In reply to bmorris:
The solve before constraint is one of the most misunderstood constructs in SystemVerilog. It is not really a constraint in that it has no effect on the available solution set. It only effects the distribution in the choice of values among the available solutions.
If the three sets of instructions have an equal number of non-overlapping values, then solve before will have absolutely no effect, and can be removed without changing any results.
Without any constraints, there are 3 possible values for set, and 256 possible values for inst. The constraints give us 9 possible solutions, still with 3 values for set, but only 9 possible values for inst (because each value for set only allows 3 values for inst). If you look at the total possible allowed combinations of set and inst, you will see that each of the values of set are in the solution space 3 times.
Solution space
set inst
SET1 1
SET1 2
SET1 3
SET2 34
SET2 35
SET2 36
SET3 114
SET3 115
SET3 116
When you call randomize() without any solve before constraint, the solver will pick one of these solutions randomly with a uniform distribution. So the probability of of picking SET1 is 3/9 or 1/3rd. The probability of picking a value of any instruction is 1/9. If we change the example so that each set had 5 instructions, then the total number of solutions would go up to 15, but the probability of picking SET1 is still 5/15 or 1/3rd.

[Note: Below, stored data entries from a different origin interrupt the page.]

PR #2538, opened 2023-10-11
fix: Correct the Sign of Drift Distance

beomki-yeo:
The PR makes the drift distance of line measurement to be postivie always.


Tests/UnitTests/Core/TrackFitting/GainMatrixUpdaterTests.cpp
```diff
@@ -73,10 +74,13 @@ BOOST_AUTO_TEST_CASE(Update) {
...
   // Gain matrix update and filtered state
-  BOOST_CHECK(GainMatrixUpdater()
-                  .
-                  operator()<VectorMultiTrajectory>(tgContext, ts)
-                  .ok());
+  auto surface =
+      Surface::makeShared<Acts::DiscSurface>(Acts::Transform3::Identity());
+  BOOST_CHECK(
+      GainMatrixUpdater()
+          .
```
andiwand, line 81: is this what clang format does? :scream:

Core/include/Acts/Surfaces/Surface.hpp
```diff
@@ -389,6 +389,8 @@ class Surface : public virtual GeometryObject,
   virtual FreeToPathMatrix freeToPathDerivative(
       const GeometryContext& gctx, const FreeVector& parameters) const;
 
+  virtual BoundVector correctSign(const BoundVector& boundParams) const;
```
andiwand, line 392: I am not too happy with this name. Maybe
```suggestion
  virtual BoundVector boundToMeasurement(const BoundVector& boundParams) const;
```
?

paulgessinger: On thing we need to be careful here is that in principle we do not want to have separate coordinate systems between surface and measurement. As we discussed, the sign in the line surface is an edge case. 

I think we should really avoid introducing the concept of a more or less generic coordinate transform between surface frame and measurement frame.

Core/include/Acts/TrackFitting/GlobalChiSquareFitter.hpp
```diff
@@ -58,7 +58,7 @@ struct Gx2FitterExtensions {
       Delegate<void(const GeometryContext&, const CalibrationContext&,
                     const SourceLink&, TrackStateProxy)>;
 
-  using Updater = Delegate<Result<void>(const GeometryContext&, TrackStateProxy,
+  using Updater = Delegate<Result<void>(const GeometryContext&, const Surface*, TrackStateProxy,
```
paulgessinger, line 61: Can you not get the surface from the track state?

Core/src/TrackFitting/GainMatrixUpdater.cpp
```diff
@@ -64,8 +64,9 @@ std::tuple<double, std::error_code> GainMatrixUpdater::visitMeasurement(
       return false;                                           // abort execution
     }
 
+    auto signCorrected = surface->correctSign(trackState.predicted);
```
paulgessinger, line 67: I think you should be able to do 
```cpp
trackState.referenceSurface()
```
to get the surface of the track state. This way, you don't need to pipe through the surface explicitly.

paulgessinger (commented):
I'm wondering if, in order to not introduce the "measurement frame" as a first-class concept, this should be done inside the the KF updater and use a dynamic cast to figure out if it's looking at a `LineSurface`.

Core/include/Acts/Surfaces/Surface.hpp
andiwand: hm makes sense but in principle this is what we do here right?

something else: do we have to propagate that `abs` into the jacobian?

paulgessinger: > hm makes sense but in principle this is what we do here right?

Basically, I think that having this be an interface method promotes this as a concept.

> something else: do we have to propagate that `abs` into the jacobian?
Now that's a good question. It's not obvious to me if the covariance also contains information on the radius sign.

XiaocongAi:
[like]  Xiaocong Ai reacted to your message:
________________________________

XiaocongAi:
> I'm wondering if, in order to not introduce the "measurement frame" as a first-class concept, this should be done inside the the KF updater and use a dynamic cast to figure out if it's looking at a `LineSurface`.

I totally agree. This is what we are exactly doing for a drift chamber tracking locally.

Core/include/Acts/Surfaces/Surface.hpp
beomki-yeo: > It's not obvious to me if the covariance also contains information on the radius sign.

I don't think we need to do this for any jacobians during propagation
But I guess the off diagonal elements of <2x2> measurement in KF update should be flipped with drift distance (L)
```
L -> -L
cov <L ,z> -> - cov<L,z>
```

Core/src/TrackFitting/GainMatrixUpdater.cpp
beomki-yeo: I cannot find any surface method in `InternalTrackState` :thinking: 
```
/home/beomki/projects/acts/acts/Core/src/TrackFitting/GainMatrixUpdater.cpp:67:37: error: ‘struct Acts::GainMatrixUpdater::InternalTrackState’ has no member named ‘referenceSurface’
   67 |     auto signCorrected = trackState.referenceSurface()->correctSign(trackState.predicted);
```

Core/src/TrackFitting/GainMatrixUpdater.cpp
```diff
@@ -43,9 +44,16 @@ std::tuple<double, std::error_code> GainMatrixUpdater::visitMeasurement(
...
 
-    const auto H = trackState.projector
-                       .template topLeftCorner<kMeasurementSize, eBoundSize>()
-                       .eval();
+    auto H = trackState.projector
+                 .template topLeftCorner<kMeasurementSize, eBoundSize>()
+                 .eval();
+
+    const LineSurface* line = dynamic_cast<const LineSurface*>(surface);
+    if (line) {
```
andiwand, line 52:
```suggestion
    if (const LineSurface* line = dynamic_cast<const LineSurface*>(surface); line) {
```

Examples/Io/Csv/src/CsvMeasurementWriter.cpp
```diff
@@ -109,6 +113,17 @@ ActsExamples::ProcessCode ActsExamples::CsvMeasurementWriter::writeT(
           meas.local_key = 0;
           // Create a full set of parameters
           auto parameters = (m.expander() * m.parameters()).eval();
+
+          // Take a non-negative drfit distance measurement for Line Surface
+          const Acts::Surface* surface =
+              m_cfg.trackingGeometry->findSurface(geoId);
+          const Acts::LineSurface* line = dynamic_cast<const Acts::LineSurface*>(surface);
+          if (line) {
```
andiwand, line 121:
```suggestion
          if (dynamic_cast<const Acts::LineSurface*>(surface) != nullptr) {
```

Core/src/TrackFitting/GainMatrixUpdater.cpp
beomki-yeo: Fixed

Examples/Io/Csv/src/CsvMeasurementWriter.cpp
beomki-yeo: Fixed

Core/include/Acts/TrackFitting/GlobalChiSquareFitter.hpp
paulgessinger: What do you think about this one @beomki-yeo? I think it's preferable to not pass in the surface explicitly, if you can get it from the track state.

Core/src/TrackFitting/GainMatrixUpdater.cpp
paulgessinger: Yeah, that's an implementation detail of the gain matrix updater. Can you just add the surface pointer here, and fill it from the gain matrix updater template function with the pointer you get from the track state proxy?

acts-project-service:
## :red_circle: Athena integration test results [eb66084e5ffdde8bb5d68fa5a71216a5765430d7]
Please investigate the [build job](https://gitlab.cern.ch/acts/acts-athena-ci/-/jobs/33473926) for the [pipeline](https://gitlab.cern.ch/acts/acts-athena-ci/-/pipelines/6397248)!

andiwand:
How should we proceed on this @beomki-yeo @paulgessinger ?

beomki-yeo:
I have to fix the PR as suggested by Paul. I have been just procrastinating. Do you need this PR merged soon?

andiwand:
> I have to fix the PR as suggested by Paul. I have been just procrastinating. Do you need this PR merged soon?

No hurry just wanted to see what the status is since this PR is getting quite outdated

beomki-yeo:
I will open it later when I can work on it.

But now let’s change the example so that the number of instructions in each set is different. For example, SET1 has 3 instructions, SET2 has 7 instructions, and SET3 has 90 instructions. Now the total number of possible solutions is 100, and the probability of picking SET1 is 3/100 or 3%. The probability of picking a any particular instruction is 1/100. If we add the solve set before inst construct, that doesn’t change the fact that there are still only 100 possible solutions. Instead of picking a random solution from the collection of 100 possible, pick a value for set from the possible choices in the solution space first, eliminate the solutions that don’t have set with the value you picked, then proceed to pick a value for inst from the remaining solutions. By picking a value for set first, you now have a 1/3 probability of picking SET1, SET2, or SET3. But now the probability of picking one instruction from SET1 is (1/3)(1/3) or 1/9, and the probability of picking any instruction from SET3 is (1/3)(1/90) or 1/270.
Going back to the original example with
obj.randomize() with { inst == 1 };
This works without having to constrain set==SET1 because the 2 out of the 3 implication constraints could not be satisfied if set did not have the value SET1. (i.e. if set==SET2 then set==SET2 → inst inside {[34:36]}; cannot be satisfied if inst is constrained to 1. Also, thesolve set before inst has no effect because the total solution space is constrained to have only one value for set anyways.